## [LISTED RECORDS]
PR #3145, opened 2024-12-20
#3143: Add number conversion

### LINKED ISSUE #3143: Add thousands separator to numbers
It would be immensely useful if cloudbeaver displayed numbers in the data view pane with a thousands separator (maybe with an optional toggle in preferences if it bothers someone).
Currently it does not:
image
Whereas dbeaver does:
image
Otherwise seeing scales of numbers is very difficult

## [TASK TO CARRY OUT]
List the lines of the entries that include "does".

## [WORKED SOLUTION]
Currently it does not:
Whereas dbeaver does:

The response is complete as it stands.